Can you return the records below exactly as they stand, but only from the first line through the one with "by calling Song::deleteClipObject()"?

--------------------------------------------------

PR #1213, opened 2024-02-12
[DRAFT] Enhancement / Display change in semitones in an instrument clip when nudging notes vertically

seangoodvibes:
Added a pop-up to show the number of semitones nudged vertically while you are holding down and turning the vertical encoder in an instrument clip.

### DIFF
--- a/src/deluge/model/clip/instrument_clip.cpp
+++ b/src/deluge/model/clip/instrument_clip.cpp
@@ -88,6 +88,8 @@ InstrumentClip::InstrumentClip(Song* song) : Clip(ClipType::INSTRUMENT) {
 	}
 
 	outputTypeWhileLoading = OutputType::SYNTH; // NOTE: (Kate) was 0, should probably be NONE
+
+	semitonesNudged = 0;
 }
 
 // You must call prepareForDestruction() before this, preferably by calling Song::deleteClipObject()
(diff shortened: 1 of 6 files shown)


src/deluge/model/clip/instrument_clip.h
```diff
@@ -76,6 +76,8 @@ class InstrumentClip final : public Clip {
 	void seeWhatNotesWithinOctaveArePresent(bool[], int32_t, Song* song, bool deleteEmptyNoteRows = true);
 	void transpose(int32_t, ModelStackWithTimelineCounter* modelStack);
 	void nudgeNotesVertically(int32_t, ModelStackWithTimelineCounter* modelStack);
+	int32_t semitonesNudged;
```
m-m-adams, line 79: This doesn't belong here - it's almost always 0, and even when it's not it doesn't contain useful information about the clip. The value is tied to the action of turning the knob so the storage location should be too. Use a static variable in the function instead

src/deluge/model/clip/instrument_clip.cpp
```diff
@@ -1306,6 +1308,7 @@ void InstrumentClip::nudgeNotesVertically(int32_t change, ModelStackWithTimeline
 			NoteRow* thisNoteRow = noteRows.getElement(i);
 			// transpose by semitones or by octave
 			thisNoteRow->y += change;
+			semitonesNudged += change;
```
m-m-adams, line 1311: This isn't actually very useful info. Display the number of scale degrees it's been nudged instead

PR #1215, opened 2024-02-12
Improve sysex logging script

soymonitus:
Reduced the sleep wait time so it is not so CPU intensive when there are no messages to read. Free up the midiout connection when the config message was already sent, as per the docs from rtmidi


m-m-adams (approved):
Asyncio with callbacks would be a nice improvement too!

--------------------------------------------------

* **EXERCISE ANSWER**:
PR #1213, opened 2024-02-12
[DRAFT] Enhancement / Display change in semitones in an instrument clip when nudging notes vertically

seangoodvibes:
Added a pop-up to show the number of semitones nudged vertically while you are holding down and turning the vertical encoder in an instrument clip.

### DIFF
--- a/src/deluge/model/clip/instrument_clip.cpp
+++ b/src/deluge/model/clip/instrument_clip.cpp
@@ -88,6 +88,8 @@ InstrumentClip::InstrumentClip(Song* song) : Clip(ClipType::INSTRUMENT) {
 	}
 
 	outputTypeWhileLoading = OutputType::SYNTH; // NOTE: (Kate) was 0, should probably be NONE
+
+	semitonesNudged = 0;
 }
 
 // You must call prepareForDestruction() before this, preferably by calling Song::deleteClipObject()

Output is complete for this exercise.